### Data shown

PR #1392, opened 2025-07-02
Remove some more defines; reduce material data memory consumption

davschneller:
* Remove all but one `USE_ACOUSTIC` defines (and make the ITM material adjustment a bit slimmer). Not 100%ly sure yet about the getter/setter setup here—but it does its job for now.
  * alternative names (from #1297) would be `getRhoBar` instead of `getDensity` and `setMuLambda` instead of `setLameParameters` . Whatever you'd prefer.
* Remove one `USE_VISCOELASTIC2` define
* Reduce material memory consumption by not duplicating each material up to 4 times
* Add some more getters/setters for materials; in preparation of more general "meta materials" like from #1297 .

### DIFF
--- a/CMakeLists.txt
+++ b/CMakeLists.txt
@@ -281,10 +281,6 @@ target_compile_definitions(seissol-common-properties INTERFACE LOGLEVEL=${LOG_LE
 target_compile_definitions(seissol-common-properties INTERFACE LOG_LEVEL=${LOG_LEVEL_MASTER}
                                                      LOGLEVEL0=${LOG_LEVEL_MASTER})
 
-if(NUMBER_OF_FUSED_SIMULATIONS GREATER 1)
-  target_compile_definitions(seissol-common-properties INTERFACE MULTIPLE_SIMULATIONS=${NUMBER_OF_FUSED_SIMULATIONS})
-endif()
-
 # enable interproc. opts for small cores
 #if cpu in ['knc', 'knl', 'skx']:
 #    flags.extend(['-ip'])
--- a/codegen/kernels/point.py
+++ b/codegen/kernels/point.py
@@ -18,14 +18,15 @@ def addKernels(generator, aderdg):
     numberOfQuantities = aderdg.numberOfQuantities()
     # Point sources
     mStiffnessTensor = Tensor("stiffnessTensor", (3, 3, 3, 3))
-    mSlip = Tensor("mSlip", (3,))
     mNormal = Tensor("mNormal", (3,))
     mArea = Scalar("mArea")
     basisFunctionsAtPoint = Tensor("basisFunctionsAtPoint", (numberOf3DBasisFunctions,))
     basisFunctionDerivativesAtPoint = Tensor(
         "basisFunctionDerivativesAtPoint", (numberOf3DBasisFunctions, 3)
     )
-    mInvJInvPhisAtSources = Tensor("mInvJInvPhisAtSources", (numberOf3DBasisFunctions,))
+    mInvJInvPhisAtSources = Tensor(
+        "mInvJInvPhisAtSources", (numberOf3DBasisFunctions,), alignStride=True
+    )
     JInv = Scalar("JInv")
 
     generator.add(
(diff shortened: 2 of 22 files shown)


src/Equations/anisotropic/Model/Datastructures.cpp
```diff
@@ -181,4 +182,10 @@ double AnisotropicMaterial::getSWaveSpeed() const {
 }
 
 MaterialType AnisotropicMaterial::getMaterialType() const { return MaterialType::Anisotropic; }
+
+void AnisotropicMaterial::setLameParameters(double mu, double lambda) {
+  // no idea.
+  logError() << "Setting the Lamé parameters for anisotropic materials is not yet implemented.";
```
vikaskurapati, line 188: Just FYI: if the comment was about ITM simulations, we will need to scale all the material tensor coefficients. I had a bachelor's student who worked on it, and she could not get different waves to reflect separately.

src/Equations/elastic/Model/Datastructures.h
```diff
@@ -90,6 +90,8 @@ struct ElasticMaterial : Material {
   [[nodiscard]] double getSWaveSpeed() const override { return std::sqrt(mu / rho); }
 
   [[nodiscard]] MaterialType getMaterialType() const override { return Type; }
+
+  void setLameParameters(double mu, double lambda) override { this->lambda = lambda; }
```
vikaskurapati: For elastic materials, this needs to have a this->mu = mu;

src/Initializer/TimeStepping/LtsLayout.cpp
```diff
@@ -724,16 +724,17 @@ void seissol::initializer::time_stepping::LtsLayout::getCellInformation( CellLoc
...
         unsigned int l_clusterId = m_clusteredCopy[l_cluster][l_region].first[1];
 
+        const auto rank = m_clusteredCopy[l_cluster][l_region].first[0];
+
         // set mapping invalid
         o_ltsToMesh[l_ltsCell] = std::numeric_limits<std::size_t>::max();
 
         secondaryInformation[l_ltsCell].clusterId = l_clusterId;
-        secondaryInformation[l_ltsCell].meshId = l_ghostCell;
+        // secondaryInformation[l_ltsCell].meshId will be set later
```
vikaskurapati: I don't get the point of this comment. Is this a hint to yourself for later?

davschneller: It should've meant that it'll be set somewhere later in the method. Adjusted it, to hopefully be clearer in meaning.

(the whole file should (hopefully) be finally obsoletified by #1411 )

src/Equations/elastic/Model/Datastructures.h
davschneller: Oh no, what did I miss there... Thanks so much for spotting it.

src/Equations/anisotropic/Model/Datastructures.cpp
davschneller: Ah, I see. ... Can we get even more waves with anisotropy (I'm probably totally out of the loop here)?

Any suggestions on how the interface to this function might evolve? (in case we should adjust right now already—no need to though)

vikaskurapati: > Ah, I see. ... Can we get even more waves with anisotropy (I'm probably totally out of the loop here)?
> 

Yes, in isotropic elastic materials, we have two kinds of waves -- P-wave and  S-wave. But the S-waves generated have the same eigenvalues (wave speeds). So when you simulate it, in the end, we see two kinds of waves. But that is not the case anymore in the case of anisotropic elastic materials. Here we observe quasi-P and quasi-S waves, and the quasi-S waves generally have different eigenvalues(wave speeds) depending on the polarization, causing them to be observed as two separate waves. This sort of creates problems for ITM. In isotropic elastic materials, the eigenvectors(a physical term called impedance affects these almost directly) are sort of decoupled, i.e., we can change the materials with some arithmetic such that the impedance of one wave changes but not for the other, or cause both of them to reflect, etc. But for anisotropic, as we do not have a direct analytical eigen vector calculation, we could not reproduce reflecting different waves as per choice, but we could only reflect all waves successfully in the initial test cases. 

> Any suggestions on how the interface to this function might evolve? (in case we should adjust right now already—no need to though)

As of now, I would suggest not going into this already when we do not know if this is going to work. But if it works, the interface would basically need us to modify all the terms of the material tensor c_{ij}.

######

What you need to do:
Only lines containing the string "seissol" are needed. Pull each of them out of the records above.

Response:
@@ -281,10 +281,6 @@ target_compile_definitions(seissol-common-properties INTERFACE LOGLEVEL=${LOG_LE
 target_compile_definitions(seissol-common-properties INTERFACE LOG_LEVEL=${LOG_LEVEL_MASTER}
-  target_compile_definitions(seissol-common-properties INTERFACE MULTIPLE_SIMULATIONS=${NUMBER_OF_FUSED_SIMULATIONS})
@@ -724,16 +724,17 @@ void seissol::initializer::time_stepping::LtsLayout::getCellInformation( CellLoc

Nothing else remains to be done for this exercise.